Worth of secondary data compared to piezometric data for the probabilistic assessment of radionuclide migration

Abstract

A common approach for the performance assessment of radionuclide migration from a nuclear waste repository is by means of Monte-Carlo techniques. Multiple realizations of the parameters controlling radionuclide transport are generated and each one of these realizations is used in a numerical model to provide a transport prediction. The statistical analysis of all transport predictions is then used in performance assessment. In order to reduce the uncertainty on the predictions is necessary to incorporate as much information as possible in the generation of the parameter fields. In this regard, this paper focuses in the impact that conditioning the transmissivity fields to geophysical data and/or piezometric head data has on convective transport predictions in a two-dimensional heterogeneous formation.
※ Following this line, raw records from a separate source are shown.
PR #3226, opened 2023-04-21
fix(coverage): workspaces c8 source maps

### LINKED ISSUE #3220: Workspaces generate inaccurate c8 coverage reports
### Describe the bug

The C8 test coverage provider reports different statistics and inaccurate line numbers when the reporter runs on a workspace. When I preview the HTML report, the code highlighted is about 10 lines offset from where the actual uncovered code is. The column number offset also appear to shift 1 or 2 characters.

### Reproduction

Vitest hangs when generating coverage in StackBlitz - I will provide a reproduction of this on GitHub when I have a chance.

### System Info

```shell
System:
    OS: macOS 12.6.3
    CPU: (10) arm64 Apple M1 Pro
    Memory: 112.97 MB / 16.00 GB
    Shell: 5.8.1 - /bin/zsh
  Binaries:
    Node: 16.19.1 - ~/.local/share/homebrew/bin/node
    Yarn: 1.22.19 - ~/.local/share/homebrew/bin/yarn
    npm: 8.19.3 - ~/.local/share/homebrew/bin/npm
  Browsers:
    Firefox: 102.2.0
    Safari: 16.3
  npmPackages:
    @vitest/coverage-c8: ^0.30.1 => 0.30.1 
    vitest: ^0.30.1 => 0.30.1
```

### Used Package Manager

npm

### Validations

AriPerkkio:
- Fixes #3220

### DIFF
--- a/packages/coverage-c8/src/provider.ts
+++ b/packages/coverage-c8/src/provider.ts
@@ -100,8 +100,12 @@ export class C8CoverageProvider extends BaseCoverageProvider implements Coverage
     const sourceMapMeta: Record<SourceMapMeta['url'], MapAndSource> = {}
     const extensions = Array.isArray(this.options.extension) ? this.options.extension : [this.options.extension]
 
+    const fetchCache = this.ctx.projects.map(project =>
+      Array.from(project.vitenode.fetchCache.entries()),
+    ).flat()
+
     const entries = Array
-      .from(this.ctx.vitenode.fetchCache.entries())
+      .from(fetchCache)
       .filter(entry => report._shouldInstrument(entry[0]))
       .map(([file, { result }]) => {
         if (!result.map)
--- a/test/workspaces/coverage-report-tests/check-coverage.test.ts
+++ b/test/workspaces/coverage-report-tests/check-coverage.test.ts
@@ -15,32 +15,8 @@ test('file coverage summary matches', () => {
   const fileCoverage = coverageMap.fileCoverageFor(normalize(resolve('./src/math.ts')))
 
   // There should be 1 uncovered branch and 1 uncovered function. See math.ts.
-  expect(fileCoverage.toSummary()).toMatchInlineSnapshot(`
-    {
-      "branches": {
-        "covered": 3,
-        "pct": 75,
-        "skipped": 0,
-        "total": 4,
-      },
-      "functions": {
-        "covered": 2,
-        "pct": 66.66,
-        "skipped": 0,
-        "total": 3,
-      },
-      "lines": {
-        "covered": 7,
-        "pct": 50,
-        "skipped": 0,
-        "total": 14,
-      },
-      "statements": {
-        "covered": 7,
-        "pct": 50,
-        "skipped": 0,
-        "total": 14,
-      },
-    }
-  `)
+  const { branches, functions } = fileCoverage.toSummary()
+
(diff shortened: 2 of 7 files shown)


packages/coverage-c8/src/provider.ts
```diff
@@ -95,8 +95,12 @@ export class C8CoverageProvider extends BaseCoverageProvider implements Coverage
     const sourceMapMeta: Record<SourceMapMeta['url'], MapAndSource> = {}
     const extensions = Array.isArray(this.options.extension) ? this.options.extension : [this.options.extension]
 
+    const fetchCache = this.ctx.projects.map(project =>
```
sheremet-va, line 98: It's possible that one workspace transforms code not like the other workspace, so there will be several files with the same name, but they might look different (for example, one workspace tests Vue without SSR, and the other Vue with SSR). How does it handle those?

sheremet-va (changes requested):

packages/coverage-c8/src/provider.ts
sheremet-va: > Can you think of any other examples than Vue - something that's easy to set up?

You can create two workspace projects with custom plugins. In the first project, it will return one code, and in the second one - the other.

This can happen for node/jsdom environments for example. "node" uses SSR flag when transforming files. jsdom doesn't use SSR flag.

AriPerkkio: There's now a test case that reproduces this bug. By excluding either `space_1` or `space_3` the final coverage works OK. When both workspaces are included, the coverage of `if (a === 999 && b === 1)` breaks. 

Same bug affects `istanbul` provider as the root cause is in the reporting logic itself.  🙃

AriPerkkio: I think we can get the https://github.com/vitest-dev/vitest/issues/3220 fixed quickly with changes of 66c1b9f27a826d91f479b736d0c6a0ca58a9eeff.

But to support having different kind of code transformations in different workspace projects, and coverage mapped correctly, we would need bigger refactoring. Should that be done in separate PR and land the 66c1b9f27a826d91f479b736d0c6a0ca58a9eeff now?

sheremet-va: I think we can release the fix now, and work on bigger refactoring after that.

test/workspaces/coverage-report-tests/check-coverage.test.ts
```diff
@@ -0,0 +1,46 @@
...
+        "covered": 3,
+        "pct": 75,
+        "skipped": 0,
+        "total": 4,
+      },
+      "functions": {
+        "covered": 2,
+        "pct": 66.66,
+        "skipped": 0,
+        "total": 3,
```
AriPerkkio, line 30: It looks like the function count does not match. Weird that no-one has reported this issue. 
We'll need to add `/* c8 ignore next */` above each `Object.defineProperty(__vite_ssr_exports__, ...`. I'll work on that on separate PR as it's unrelated to this issue.

AriPerkkio: Fixed in https://github.com/vitest-dev/vitest/pull/3241

sheremet-va (approved):

PR #3236, opened 2023-04-23
chore: replace source-map with trace-mapping

sapphi-red:
Vitest currently uses [`source-map@0.6.1` that takes 789kB](https://packagephobia.com/result?p=source-map@0.6.1).
This PR replaces `source-map` with `@jridgewell/trace-mapping`.

`@jridgewell/trace-mapping` is 253kB and Vitest already bundles it because `@ampproject/remapping` depends on it. So this PR will reduce 789kB.
Also [`@jridgewell/trace-mapping` has a better performance than `source-map`](https://github.com/jridgewell/trace-mapping#benchmarks).


antfu (approved):

sheremet-va:
Thank you!

PR #3241, opened 2023-04-24
fix(coverage): c8 to ignore vite's generated helpers

### LINKED ISSUE #3237: `@vitest/coverage-c8` includes generated `__vite_ssr_exports__` helper in coverage
### Describe the bug

When a source file declares named export that is transformed into `__vite_ssr_exports__` by Vite, the `@vitest/coverage-c8` coverage reports increase function count by 1 and consider the `Object.defineProperty(__vite_ssr_exports__, ...` as part of source code. This is due to `Object.defineProperty(__vite_ssr_exports__, ...` being included in the source maps. 

image

### Reproduction

This can be reproduced in Vitest repository's `test/coverage-test` when `c8` is used. All files have function counts that do not match. (https://github.com/vitest-dev/vitest/pull/3226#discussion_r1174016083)

This is also seen when adding an unused `export`. The line that is marked as uncovered contains the `Object.defineProperty(__vite_ssr_exports__, ...` where `get()` is not executed since no one imports that file. This `get() {}` also increases function count by one.

### System Info

```shell
System:
    OS: macOS 13.3.1
    CPU: (8) arm64 Apple M2
    Memory: 56.73 MB / 16.00 GB
    Shell: 5.9 - /bin/zsh
  Binaries:
    Node: 18.14.0 - ~/.nvm/versions/node/v18.14.0/bin/node
    npm: 9.3.1 - ~/.nvm/versions/node/v18.14.0/bin/npm
  Browsers:
    Chrome: 112.0.5615.137
    Safari: 16.4
  npmPackages:
    @vitejs/plugin-vue: latest => 4.1.0 
    @vitest/browser: workspace:* => 0.30.1 
    vite: latest => 4.2.1 
    vitest: workspace:* => 0.30.1
```

### Used Package Manager

pnpm

### Validations

AriPerkkio:
- Fixes #3237

Users may see changes in their coverage summary's `functions` and `branches`. Previously these have included some generated code that should not have ended up in the coverage report. Now the `branch` and `function` counts should correspond the source files.

### DIFF
--- a/packages/coverage-c8/src/provider.ts
+++ b/packages/coverage-c8/src/provider.ts
@@ -1,6 +1,8 @@
 import { existsSync, promises as fs } from 'node:fs'
 import _url from 'node:url'
 import type { Profiler } from 'node:inspector'
+import MagicString from 'magic-string'
+import remapping from '@ampproject/remapping'
 import { extname, resolve } from 'pathe'
 import c from 'picocolors'
 import { provider } from 'std-env'
@@ -17,6 +19,9 @@ import createReport from 'c8/lib/report.js'
 import { checkCoverages } from 'c8/lib/commands/check-coverage.js'
 
 type Options = ResolvedCoverageOptions<'c8'>
+
+// Note that this needs to match the line ending as well
+const VITE_EXPORTS_LINE_PATTERN = /Object\.defineProperty\(__vite_ssr_exports__.*\n/g
 
 export class C8CoverageProvider extends BaseCoverageProvider implements CoverageProvider {
   name = 'c8'
@@ -169,7 +174,7 @@ export class C8CoverageProvider extends BaseCoverageProvider implements Coverage
 
       return {
         sourceMap: {
-          sourcemap: data.map,
+          sourcemap: removeViteHelpersFromSourceMaps(data.source, data.map),
         },
         source: Array(offset).fill('.').join('') + data.source,
       }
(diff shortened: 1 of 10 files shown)


packages/coverage-c8/src/provider.ts
```diff
@@ -193,3 +193,27 @@ export class C8CoverageProvider extends BaseCoverageProvider implements Coverage
...
+  const mappings = map.mappings.split(';')
+  exportIndexes.forEach((index) => {
+    mappings[index] = ''
+  })
+
+  return {
+    ...map,
+    mappings: mappings.join(';'),
+  }
+}
```
AriPerkkio, line 219: This functions looks for lines where `__vite_ssr_exports__` is appended with new getters and removes those lines from the source maps. It's hacky but it shows what should be done.

Any ideas what would the correct way to do this? I don't think `magic-string` supports modifying existing source maps - it simply generates new ones. And I guess there is no way to tell Vite not to include these lines in source maps. 

Also it would be great if we could do this directly in rollup/vite plugins but I don't think Vite exports are available there even in `enforce: 'post'`.

AriPerkkio: I picked only the needed `remapping` from `combineSourcemaps`: https://github.com/ampproject/remapping#multiple-transformations-of-a-file

I checked all files of `test/coverage-test` and it seems to work well. Vue had some issues but eventually got it working as well. Source maps are fun - said no one ever. 🙃

sheremet-va (approved):

PR #10676, opened 2026-06-29
test: remove axios

sheremet-va:
We don't actually use this as a package anywhere, it's only used by mocks, and we can just make our own fixture instead


test/unit/vite.config.ts
```diff
@@ -77,6 +77,7 @@ export default defineConfig({
     alias: [
       { find: /^#/, replacement: resolve(import.meta.dirname, 'src') },
       { find: /^custom-lib$/, replacement: resolve(import.meta.dirname, 'projects', 'custom-lib') },
+      { find: /^http-client$/, replacement: resolve(import.meta.dirname, 'projects', 'http-client') },
```
hi-ogawa: Can we use `"http-client": "file:..."` in package.json? The resolver does different with and without `node_moduels` and using `file:...` would preserve axios mocking closer.

sheremet-va: We could, but it’s not important to the mocker, it looks at moduleDirectories for externalisation

sheremet-va: Done

test/unit/package.json
```diff
@@ -32,7 +32,7 @@
     "@vitest/utils": "workspace:*",
     "@vitest/web-worker": "workspace:^",
     "@vueuse/integrations": "^14.2.1",
-    "axios": "^1.13.4",
+    "http-client": "link:./projects/http-client",
```
hi-ogawa: `link:...` doesn't make it to `node_modules` with symlink resolved.

sheremet-va: Sure

hi-ogawa (approved):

The Walker Lake data based is used to produce a heterogeneous log-transmissivity field with distinct non-Gaussian characteristics and a secondary variable that represents some geophysical attribute. In addition, the piezometric head field resulting from the steady-state solution of the groundwater flow equation is computed. These three reference fields are sampled to mimic a sampling campaign. Then, a series of Monte-Carlo exercises using different combinations of sampled data shows the relative worth of secondary data with respect to piezometric head data for transport predictions. The analysis shows that secondary data allows to reproduce the main spatial patterns of the reference transmissivity field and improves the mass transport predictions with respect to the case in which only transmissivity data is used. However, a few piezometric head measurements could be equally effective for the characterization of transport predictions.